Lock-In in Cloud Computing Services

Lock-In happens in cloud as in any other sector, the service provider cloud sometimes make the transition out of their platform more difficult than it could be. As like we wrote in Lock in Effect in Todays Technology and Gadgets, the basic target is actually the same for creating Lock-in in Cloud Computing services. A way in which they implement this Lock-in is through the security checks. The goal of security controls is to restrict access to data : this fact makes it easier for a service provider to invoke the safety requirements as an excuse for the fact that they are not able to provide pieces of data fundamental to allow a smooth transition.

Lock-In happens in cloud : Checking The Points Again

It is important to ask some questions about how security controls are designed so that one can prevent the lock-in in the cloud for a particular cloud service provider. Here are some questions to consider and some strategy to maintain the services that rent and can release and are platform-agnostic. We have divided in to – Who owns your data, Data return policy, Ways of access the data, Ways for access to resources and the cloud computing service model specific points.

Lock-In in Cloud Computing Services : The ownership and management of data

Who owns your data : An important argument for the ownership of data sent to the service provider. Unless you have agreed by contract that the possession of the data is specifically yours, the answer to who owns them may be less clear than you think. A good service provider recognizes that your data without the need for this to be explicitly requested by the client, but not all do so. It therefore good practice to establish by contract that the ownership of data your remains for the duration of the relationship.

Will the service provider will return the data to you ? : Assuming that you have ownership of the data, the question now is how and in what format your service provider will back you these data. One of the problems that can occur is that the data will be returned in a format that is easy to use. Then specify in the contract the format in which you want the data will be returned. Perform tests to verify that the provider can actually meet your requirements.

You can access the data ? : Make sure that any security checks applied to the data – such as encryption – not prevent you from making logical access to data even when you have the physical property.

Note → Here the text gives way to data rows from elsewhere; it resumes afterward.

PR #21, opened 2021-01-21
Step1 (saving to session storage)

vivianho18:
Save details to session storage

### DIFF
--- a/GoMeet/src/main/webapp/js/create-meeting-step1.js
+++ b/GoMeet/src/main/webapp/js/create-meeting-step1.js
@@ -50,8 +50,10 @@ function validateEmails(doc) {
 
   for (let i = 0; i < allInputs.length; i++) {
     if (allInputs.item(i).type === 'email') {
-      if (!isValidEmail(allInputs.item(i).value)) {
-        return false; 
+      if (allInputs.item(i).value === '') {
+        throw(new Error(BLANK_FIELDS_ALERT)); 
+      } else if (!isValidEmail(allInputs.item(i).value)) {
+        throw(new Error(INVALID_EMAILS_ALERT));
       }
     }
   }
@@ -66,4 +68,19 @@ function validateEmails(doc) {
 function isValidEmail(address) {
   const regex = /^(([^<>()[\]\.,;:\s@\"]+(\.[^<>()[\]\.,;:\s@\"]+)*)|(\".+\"))@(([^<>()[\]\.,;:\s@\"]+\.)+[^<>()[\]\.,;:\s@\"]{2,})$/i;
   return regex.test(address.toLowerCase());
+}
+
+/**
+ * Saves the meeting name, host email and guest emails to session
+ * storage, and redirects to the next step in the create meeting sequence.
+ * @param {Document} doc the document object containing the user inputs
+ */
+ function saveStepOneToSessionStorage(doc) {
+  try {
+    if (validateEmails(doc) && saveMeeting()) {
+      location.href = 'create-meeting-step2.html';
+    }
+  } catch(err) {
+    alert(err.message);
+  }
 }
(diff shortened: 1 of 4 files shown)


GoMeet/src/main/webapp/js/create-meeting-step1.js
```diff
@@ -39,3 +39,48 @@ function addGuest(doc) {
...
+
+/**
+ * Checks whether all the email input elements on the document are valid
+ * Note: Server side checks will also be made to validate emails 
+ * @param {Document} doc the document object containing the email inputs
+ */
+function validateEmails(doc) {
+  let allInputs = doc.getElementsByTagName('INPUT');
+
+  for (let i = 0; i < allInputs.length; i++) {
```
ghost: Look into [querySelector](https://developer.mozilla.org/en-US/docs/Web/API/Document/querySelector) - you should be able to match all inputs that have type "email" with something like `doc.querySelector('input[type="email"]')`

GoMeet/src/main/webapp/test/spec/spec-create-meeting-step1.js
```diff
@@ -69,3 +69,22 @@ describe ("Remove guest function", function() {
     expect(numGuests).toBe(0); 
   });
 });
+
+describe ("isValidEmail", function() {
```
theresenieva: nit: Ordinary string literals are delimited with single quotes (').

theresenieva (approved):
one style change, otherwise lgtm

GoMeet/src/main/webapp/js/create-meeting-step1.js
```diff
@@ -39,3 +39,48 @@ function addGuest(doc) {
...
+  }
+  return true; 
+}
+
+/**
+ * Checks whether the given email address is valid according to the 
+ * regular expression pattern 
+ * @param {String} address the email address to be validated 
+ */
+function isValidEmail(address) {
```
ghost: Hmm, ideally, the point of having `input` elements with `type=email` is that the browser should handle this for you. Check out [this](https://developer.mozilla.org/en-US/docs/Learn/Forms/Form_validation)? The main thing to note is that they have their input fields within one `form` element, and also the button within the form element too, which should validate the inputs when pressed.

GoMeet/src/main/webapp/test/spec/spec-create-meeting-step1.js
vivianho18: fixed :)

GoMeet/src/main/webapp/js/create-meeting-step1.js
vivianho18: Done :)

GoMeet/src/main/webapp/js/create-meeting-step1.js
vivianho18: I tried implementing it like this however combining the forms into one form broke my addGuest function. Also, I wanted to follow a similar structure to Anna's implementation of the submit button in create-meeting-step-2.html by calling a function that calls both the saveMeeting function and a validateXXX function.

ghost: I think it'd be better to use something like [input.checkValidity()](https://developer.mozilla.org/en-US/docs/Web/API/HTMLFormElement#methods) on the input element instead - this avoids the need for the complicated regex, and you can still use the same tests, but you have to pass in an input element to this function rather than a string.

vivianho18: Done - thanks for the resource!

ghost: Don't forget to update the tests

vivianho18: Sorry that's my bad - updated now

ghost (approved):
Looks good :)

For example, if the data is encrypted you have access to the keys to decrypt them? Also in this case it is necessary to test the processes to be sure of being able to seamlessly access data. Pay attention to database structures that might have cryptography applied to particular elements of the column, as these may not be immediately visible in export and may require intervention by the service provider to provide the keys if encryption is performed at the application level.

How you access to the resources : In the case of IaaS (Infrastructure-as-a-Service), the data in question include virtual images, make sure you have the ability to access at the administrative level is the underlying OS applications. It is not always trivial to gain access when we do not know the administrator password, even when we have physical access. So if your ISP returns the VM images make sure that you can get access to the OS and application level services performed.

Access to user data : You may need additional information in addition to data for your services continue uninterrupted. For example, if your provider uses a datastore that contains information about users (their ID, authentication information), you too need the this information. Make sure you can get back the data as well as user information, as these data could be stored in a separate place than the application data. Test processes that support a smooth transition is a sound strategy to avoid the lock-in of the cloud provider, which is always around the corner.

Choice of service model and Lock-In in Cloud Computing Services

Understanding Cloud Computing Service Models and Deployment is important for Lock-in. Depending on the type of cloud service you need, it will also change the risk of lock-in. Depending on whether you choose Software-as-a-Service, Platform-as-a-Service or Infrastructure-as-a-Service also changes also the company or individual’s dependence on the cloud service. Obviously it also also depends on the quality of the supplier, but it is certainly less risky to use a service that use a service like IaaS over PaaS or SaaS, in the SaaS the risk of lock-in is significantly higher.

In an IaaS service we have greater flexibility and control of resources, while already PaaS services are likely to close your applications within their platform. Applications designed for a particular PaaS provider can not be transported without radical changes. An IaaS provider as Rackspace Cloud Unmanaged Server gives you the opportunity to go back to migration to cloud any stage and allows for greater portability between providers as the Operating System as well as the server images are compatible with exact setup as most are Free Softwares under GNU GPL or derivatives.